§ **TASK**
All lines before the one containing "- Updated validation", plus that line itself, are to be printed exactly as they appear below.

◆ ◆ ◆

PR #57, opened 2024-03-08
Feature/Deletion of RepositoryAttributes

Milena-Czierlinski:
## Summary by CodeRabbit

- **New Features**
	- Introduced functionality for deleting repository attributes, including comprehensive validation and permission checks.
	- Enhanced attribute succession logic, ensuring accurate predecessor and successor relationships and content validation.
- **Bug Fixes**
	- Refined error handling for attribute comparisons and specific cases related to successor attributes.
- **Refactor**
	- Updated validation and error handling methods for improved clarity and specificity.
	- Removed outdated logic affecting attribute control flow.
- **Tests**
	- Expanded test coverage to include new scenarios for attribute deletion and succession.
- **Documentation**
	- Updated schema definitions and added detailed descriptions for new and existing properties.


Milena-Czierlinski:
@coderabbitai review

packages/consumption/src/modules/attributes/AttributesController.ts
```diff
@@ -599,31 +599,41 @@ export class AttributesController extends ConsumptionBaseController {
...
+            }
+
+            const successorSourceVersionIds = (await this.getVersionsOfAttribute(successorSource.id)).map((x) => x.id.toString());
+            if (typeof predecessorSource.succeededBy === "undefined" || !successorSourceVersionIds.some((id) => id === predecessorSource.succeededBy?.toString())) {
+                return ValidationResult.error(CoreErrors.attributes.successorSourceDoesNotSucceedPredecessorSource());
+            }
+
+            if (!_.isEqual(predecessorSource.content, predecessor.content)) {
+                return ValidationResult.error(CoreErrors.attributes.predecessorSourceContentIsNotEqualToCopyContent());
+            }
```
slavistan, line 636: This error would only occur, if we ourselves had errors in the implementation of a succession or a sharing of attributes. This should be an assertion (for devs trying to catch bugs) than runtime validation of for this particular method. We're no using assertions though, so I'd say yeet it. What do you think?

jkoenig134: But it's also to intercept malicius requests/responses.. IMO it doesn't hurt to validate this, there can't be too much validation..

packages/consumption/src/modules/attributes/local/LocalAttribute.ts
```diff
@@ -125,10 +125,6 @@ export class LocalAttribute extends CoreSynchronizable implements ILocalAttribut
             return isOwnSharedAttribute;
         }
 
-        if (this.isIdentityAttribute()) {
```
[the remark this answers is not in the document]
Milena-Czierlinski: I adjusted OwnSharedIdentityAttribute and also OwnSharedRelationshipAttribute, since in the case of own shared third party RelationshipAttributes the `shareInfo.sourceAttribute` property may be defined.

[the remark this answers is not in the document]
slavistan: Gotcha. I also noticed that the type `RepositoryAttribute` is incorrectly defined:

```ts
export type RepositoryAttribute = IdentityAttribute & { shareInfo: undefined };
```

This should rather be

```ts
export type RepositoryAttribute = LocalAttribute & { content: IdentityAttribute } & { shareInfo: undefined };
```

Right?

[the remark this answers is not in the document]
jkoenig134: It is! But this can also be done "inline".

```

export type RepositoryAttribute = LocalAttribute & { content: IdentityAttribute, shareInfo: undefined };
```

packages/consumption/src/modules/attributes/AttributesController.ts
```diff
@@ -964,9 +975,32 @@ export class AttributesController extends ConsumptionBaseController {
...
+        return ownSharedIdentityAttributePredecessors;
+    }
+
+    public async getSharedSuccessorsOfRepositoryAttribute(repositoryAttribute: LocalAttribute, query?: any): Promise<LocalAttribute[]> {
+        if (typeof query === "undefined") {
+            query = {};
+        }
+
+        const ownSharedIdentityAttributeSuccessors: LocalAttribute[] = [];
+        while (repositoryAttribute.succeededBy) {
```
slavistan, line 990: Use the `typeof foo !== "undefined"` syntax. Using a different construct here suggests that you're doing something else than just checking for `undefined`. Same for the implementation for `getSharedPredecessorsOfRepositoryAttribute`.

packages/consumption/src/modules/attributes/local/LocalAttribute.ts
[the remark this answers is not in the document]
jkoenig134: I see the other types can also be simplified, all those `& {...}` are kind of hard to process.

packages/consumption/src/modules/attributes/AttributesController.ts
```diff
@@ -964,9 +975,32 @@ export class AttributesController extends ConsumptionBaseController {
...
         }
 
-        return ownSharedIdentityAttributeVersions;
+        return ownSharedIdentityAttributePredecessors;
+    }
+
+    public async getSharedSuccessorsOfRepositoryAttribute(repositoryAttribute: LocalAttribute, query?: any): Promise<LocalAttribute[]> {
+        if (typeof query === "undefined") {
+            query = {};
+        }
```
slavistan, line 987: Create a deep copy of query if it's defined or else the function call will mutate the query object passed as an argument to the function. That's highly unidiomatic :-)

```ts
const query = { "content.@type": "GivenName" }
const successors = getSharedSuccessorsOfRepositoryAttribute(repoAttrId, query)

// query now has an extra 'shareInfo.sourceAttribute' key.
```

Same for the `getSharedPredecessorsOfRepositoryAttribute` method.

packages/consumption/test/modules/attributes/AttributesController.test.ts
```diff
@@ -2067,19 +2193,39 @@ describe("AttributesController", function () {
                 await consumptionController.attributes.succeedOwnSharedIdentityAttribute(ownSharedIdentityAttributeV1PeerB.id, ownSharedIdentityAttributeParamsV2PeerB));
         });
 
+        test("should return all shared predecessors for all peers", async function () {
```
slavistan, line 2196: Check the order of returned predecessors / successors, if that's a behavior you want users of your function to rely on.

packages/consumption/src/modules/attributes/local/LocalAttribute.ts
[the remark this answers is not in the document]
jkoenig134: @slavistan & @Milena-Czierlinski as this could lead to errors I have done this in another branch to main: https://github.com/nmshd/runtime/pull/67

packages/runtime/test/consumption/attributes.test.ts
```diff
@@ -933,6 +934,27 @@ describe(NotifyPeerAboutRepositoryAttributeSuccessionUseCase.name, () => {
...
 
+    test("should throw if the predecessor repository attribute was deleted", async () => {
+        const sRAVersion0 = (await services1.consumption.attributes.getAttribute({ id: sOSIAVersion0.shareInfo!.sourceAttribute! })).value;
+        await services1.consumption.attributes.deleteRepositoryAttribute({ attributeId: sRAVersion0.id });
+
+        const notificationResult = await services1.consumption.attributes.notifyPeerAboutRepositoryAttributeSuccession({
+            attributeId: sRAVersion1.id,
+            peer: services2.address
+        });
+        expect(notificationResult).toBeAnError(/.*/, "error.runtime.attributes.noOtherVersionOfRepositoryAttributeHasBeenSharedWithPeerBefore");
```
slavistan, line 945: Tiny improvement: "no _previous_ version ... has been shared"

packages/consumption/test/modules/attributes/AttributesController.test.ts
Milena-Czierlinski: I check for the order per peer, but for the same version shared with multiple peers the order of returns varies.

packages/consumption/src/modules/attributes/local/LocalAttribute.ts
```diff
@@ -35,11 +35,13 @@ export interface ILocalAttribute extends ICoreSynchronizable {
...
 }
 
-export type OwnSharedIdentityAttribute = LocalAttribute & { content: IdentityAttribute } & {
+export type OwnSharedIdentityAttribute = LocalAttribute & {
+    content: IdentityAttribute;
     shareInfo: LocalAttributeShareInfo;
 };
 
-export type OwnSharedRelationshipAttribute = LocalAttribute & { content: RelationshipAttribute } & {
+export type OwnSharedRelationshipAttribute = LocalAttribute & {
```
slavistan, line 43: Own shared relationship attributes never have the `shareInfo.sourceAttribute` field set. So its

```ts
export type OwnSharedRelationshipAttribute = LocalAttribute & {
    content: RelationshipAttribute;
    shareInfo: LocalAttributeShareInfo & { sourceAttribute: undefined };
};
```

slavistan: image

Milena-Czierlinski:
I mistakenly added the removal of the 'succeeds' field of own shared IdentityAttribute successors, if a RepositoryAttribute is deleted. Since the own shared IdentityAttributes aren't automatically deleted in that process, the 'succeeds' field of an own shared IdentityAttribute successor will still link to an existing Attribute. Only if the shared copy is deleted, the shared successor needs to be adjusted. This is taken care of in #70 .

packages/runtime/src/useCases/consumption/attributes/DeleteRepositoryAttribute.ts
```diff
@@ -0,0 +1,68 @@
...
+
+        if (!repositoryAttribute.isRepositoryAttribute(this.accountController.identity.address)) {
+            return Result.fail(RuntimeErrors.attributes.isNotRepositoryAttribute(repositoryAttributeId));
+        }
+
+        const ownSharedIdentityAttributeCopies = await this.attributeController.getLocalAttributes({ "shareInfo.sourceAttribute": repositoryAttributeId.toString() });
+        const ownSharedIdentityAttributePredecessors = await this.attributeController.getSharedPredecessorsOfRepositoryAttribute(repositoryAttribute);
+        for (const ownSharedAttribute of [...ownSharedIdentityAttributeCopies, ...ownSharedIdentityAttributePredecessors]) {
+            if (!ownSharedAttribute.isOwnSharedAttribute(this.accountController.identity.address)) {
+                return Result.fail(RuntimeErrors.attributes.isNotOwnSharedAttribute(ownSharedAttribute.id));
```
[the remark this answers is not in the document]
Milena-Czierlinski: If everything goes right, this error should never be called. We need it, however, so that the compiler knows in the following line that `ownSharedAttribute.shareInfo` is defined and we can set its `sourceAttribute` property.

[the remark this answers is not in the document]
jkoenig134: I don't think we should return a result in this case and just throw an error. It's absolutely not expected that this happens (when nobody messes up the data from outside).

packages/runtime/src/useCases/consumption/attributes/DeleteRepositoryAttribute.ts
```diff
@@ -39,7 +39,7 @@ export class DeleteRepositoryAttributeUseCase extends UseCase<DeleteRepositoryAt
         const ownSharedIdentityAttributePredecessors = await this.attributeController.getSharedPredecessorsOfRepositoryAttribute(repositoryAttribute);
         for (const ownSharedAttribute of [...ownSharedIdentityAttributes, ...ownSharedIdentityAttributePredecessors]) {
             if (!ownSharedAttribute.isOwnSharedAttribute(this.accountController.identity.address)) {
-                return Result.fail(RuntimeErrors.attributes.isNotOwnSharedAttribute(ownSharedAttribute.id));
+                throw RuntimeErrors.attributes.isNotOwnSharedAttribute(ownSharedAttribute.id);
```
jkoenig134, line 42: RuntimeErrors are for **outward facing** communication, so if we want the user to handle it. Please don't use this error, as the user then would think it's his fault.

jkoenig134: I think this comment got lost (is marked as outdated), but not resolved. Same opinion for the same issue.

Another question is: what do we do with the other attributes that were skipped in the process?

sebbi08: Another problem could be that this might leave the attributes in an inconsisten state some with some without source attribute. Why dont we move all the Validation stuff in the validator ? so that we know we can proceed without error

Milena-Czierlinski: @jkoenig134 I adjusted the error. If you are not content with my changes, please be more specific about how to change it.

jkoenig134: My Idea was not to throw a runtime error (with ErrorCode) and instead just an Error

Milena-Czierlinski: I went with throwing an error without code now. Putting it in the validator would duplicate much logic, which doesn't seem clean to me. Also, if we care about this here now, I guess there are a lot of places existing code needs to be checked for throwing Errors (without code) vs returning failing results.

packages/runtime/test/consumption/attributes.test.ts
```diff
@@ -1338,12 +1360,12 @@ describe("Get (shared) versions of attribute", () => {
                 const result1 = await services1.consumption.attributes.getSharedVersionsOfRepositoryAttribute({ attributeId: version.id });
                 expect(result1.isSuccess).toBe(true);
                 const returnedVersions1 = result1.value;
-                expect(returnedVersions1).toStrictEqual([sOSIAVersion2, sOSIAVersion2FurtherPeer]);
+                expect(new Set(returnedVersions1)).toStrictEqual(new Set([sOSIAVersion2, sOSIAVersion2FurtherPeer]));
```
jkoenig134, line 1363: out of curiosity - why do we need that?

packages/consumption/test/modules/attributes/AttributesController.test.ts
```diff
@@ -889,15 +890,12 @@ describe("AttributesController", function () {
...
-                    await consumptionController.attributes.deleteAttributeUnsafe(attribute.id);
-                }
-            });
-
-            test("should catch if the source attributes do not succeed one another", async function () {
-                const predecessorRepo = await consumptionController.attributes.createLocalAttribute({
+            let predecessorRA: LocalAttribute;
+            let successorRA: LocalAttribute;
+            let predecessorOSIA: LocalAttribute;
+            let successorOSIAParams: IAttributeSuccessorParams;
```
jkoenig134, line 896: please do not use abbreviations (same for the other test files)

packages/runtime/test/consumption/attributes.test.ts
Milena-Czierlinski: The order in which the (databank) query returns copies of the same version shared with different peers varies. Using Set, the order of the compared arrays is neglected.

packages/runtime/src/useCases/consumption/attributes/DeleteRepositoryAttribute.ts
```diff
@@ -0,0 +1,70 @@
...
+        }
+
+        const ownSharedIdentityAttributes = await this.attributeController.getLocalAttributes({ "shareInfo.sourceAttribute": repositoryAttributeId.toString() });
+        const ownSharedIdentityAttributePredecessors = await this.attributeController.getSharedPredecessorsOfRepositoryAttribute(repositoryAttribute);
+        for (const ownSharedAttribute of [...ownSharedIdentityAttributes, ...ownSharedIdentityAttributePredecessors]) {
+            if (!ownSharedAttribute.isOwnSharedAttribute(this.accountController.identity.address)) {
+                throw new Error(
+                    `The Attribute ${ownSharedAttribute.id} does not fulfill the requirements of an own shared Attribute, so it cannot be adjusted adequately, deleting its source Attribute.`
+                );
+            }
```
jkoenig134, line 45: you should check this before iterating the attributes to make sure to change all or nothing

packages/runtime/src/useCases/consumption/attributes/DeleteRepositoryAttribute.ts
```diff
@@ -0,0 +1,70 @@
...
+    attributeId: AttributeIdString;
+}
+
+class Validator extends SchemaValidator<DeleteRepositoryAttributeRequest> {
+    public constructor(@Inject schemaRepository: SchemaRepository) {
+        super(schemaRepository.getSchema("DeleteRepositoryAttributeRequest"));
+    }
+}
+
+export class DeleteRepositoryAttributeUseCase extends UseCase<DeleteRepositoryAttributeRequest, void> {
```
jkoenig134, line 17: this usecase has a massive amount of logic, I think most could and should be extracted to the AttributesController

packages/runtime/src/useCases/consumption/attributes/DeleteRepositoryAttribute.ts
```diff
@@ -0,0 +1,70 @@
...
+    public constructor(
+        @Inject private readonly attributeController: AttributesController,
```
jkoenig134, line 19:
```suggestion
        @Inject private readonly attributesController: AttributesController,
```

packages/consumption/test/modules/attributes/AttributesController.test.ts
Milena-Czierlinski: In the context of Attribute successions, we use these abbreviations in many places. It is much less cluttered than writing e.g. successorOwnSharedIdentityAttributeParams.  I have a strong opinion against removing them in the test files.

packages/runtime/src/useCases/consumption/attributes/DeleteRepositoryAttribute.ts
```diff
@@ -0,0 +1,70 @@
...
+
+            ownSharedAttribute.shareInfo.sourceAttribute = undefined;
+            await this.attributeController.updateAttributeUnsafe(ownSharedAttribute);
+        }
+
+        if (typeof repositoryAttribute.succeededBy !== "undefined") {
+            const successor = await this.attributeController.getLocalAttribute(repositoryAttribute.succeededBy);
+            if (typeof successor === "undefined") {
+                throw new Error(`The Attribute ${repositoryAttribute.succeededBy} was not found, even though it is specified as successor of Attribute ${repositoryAttribute.id}.`);
+            }
```
jkoenig134, line 55: this should also be checked BEFORE changing any attributes to make sure to not corrupt the data

packages/consumption/test/modules/attributes/AttributesController.test.ts
jkoenig134: Yeah, I missed that. Has to be changed everywhere b/c this is VERY hard to process when you are not into the topic. Let's start by changing this in new code!

jkoenig134 (changes requested):

packages/runtime/test/consumption/attributes.test.ts
jkoenig134: IMO these results should be sorted so this should not be nessecary

packages/consumption/test/modules/attributes/AttributesController.test.ts
Milena-Czierlinski: I understand that we should try to use descriptive variable names. Nevertheless, we should aim at finding an appropriate balance between being expressive enough and keeping the code readable. So, I agree with you not to use abbreviations in the source code that can only be understood by someone who is deep into the topic. However, in tests where the context is known and where there are many repetitions, in my opinion it is legitimate to use abbreviations.
 
Also, I'd appreciate it not to use the imperative form in an ongoing discussion, in order to not create the impression that further arguments are not listened to.

packages/consumption/src/modules/attributes/AttributesController.ts
```diff
@@ -951,6 +1029,12 @@ export class AttributesController extends ConsumptionBaseController {
         }
 
         const ownSharedIdentityAttributes = await this.getLocalAttributes(query);
+        try {
+            ownSharedIdentityAttributes.sort((a, b) => (a.shareInfo!.peer < b.shareInfo!.peer ? 1 : -1));
+        } catch (e: unknown) {
+            throw CoreErrors.attributes.cannotSortAttributesByPeers(e);
+        }
```
jkoenig134, line 1036: sort can throw an error?

jkoenig134: ah, make sure to use ? instead of !

Milena-Czierlinski: This gives an error, since `a.shareInfo.peer` might be undefined.

packages/consumption/test/modules/attributes/AttributesController.test.ts
jkoenig134: > Also, I'd appreciate it not to use the imperative form in an ongoing discussion, in order to not create the impression that further arguments are not listened to.

👍🏼 

> However, in tests where the context is known and where there are many repetitions

You can not hope or expect that the reader has read ALL the code and understands everything about it. I have to read this variable and understand what it's used for. I don't want to have a glossary to understand tests..

packages/consumption/src/modules/attributes/AttributesController.ts
jkoenig134: yeah, you have to ignore if one is undefined. `!` throws errors so you only may use it when you are **totally** sure that it will not be undefined (e.g. when you have checked it before but the compiler doesn't knows that). In this case you are not sure so it throws an error. This should not happen here tbh.

jkoenig134: Also I meant to share the attributes by creation date instead of sorting it by the peer. IMO it doesn't make much sense to do this.

Milena-Czierlinski: Ok, I thought sorting them by peer would give some kind of consistency throughout the versions. But I don't mind sorting them be their creation date.

jkoenig134: maybe one other thing: this is one of the best examples where we should **not** use error codes. This is nothing the user has caused, just some internal stuff that's going wrong.

jkoenig134: You can use `expect(foo).toStrictEqual(expect.arrayContaining([bar, baz]));` to ignore the order. Please try this before.

Milena-Czierlinski: This seems to be working. So, are you fine the returned result is not sorted?

jkoenig134: yeah, sure.

packages/consumption/src/modules/attributes/AttributesController.ts
```diff
@@ -932,30 +1020,33 @@ export class AttributesController extends ConsumptionBaseController {
...
+        const ownSharedIdentityAttributeVersions = [...ownSharedIdentityAttributeSuccessors.reverse(), ...ownSharedIdentityAttributes, ...ownSharedIdentityAttributePredecessors];
+        return ownSharedIdentityAttributeVersions;
+    }
+
+    public async getSharedPredecessorsOfRepositoryAttribute(repositoryAttribute: LocalAttribute, query?: any): Promise<LocalAttribute[]> {
+        if (typeof query !== "undefined") {
+            query = JSON.parse(JSON.stringify(query));
+        } else {
+            query = {};
+        }
```
jkoenig134, line 1044: this can be written as `query ?= {}` or you just add {} as a default in the method params

packages/consumption/src/modules/attributes/AttributesController.ts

◆ ◆ ◆

§ **EXERCISE RESULT**
PR #57, opened 2024-03-08
Feature/Deletion of RepositoryAttributes

Milena-Czierlinski:
## Summary by CodeRabbit

- **New Features**
	- Introduced functionality for deleting repository attributes, including comprehensive validation and permission checks.
	- Enhanced attribute succession logic, ensuring accurate predecessor and successor relationships and content validation.
- **Bug Fixes**
	- Refined error handling for attribute comparisons and specific cases related to successor attributes.
- **Refactor**
	- Updated validation and error handling methods for improved clarity and specificity.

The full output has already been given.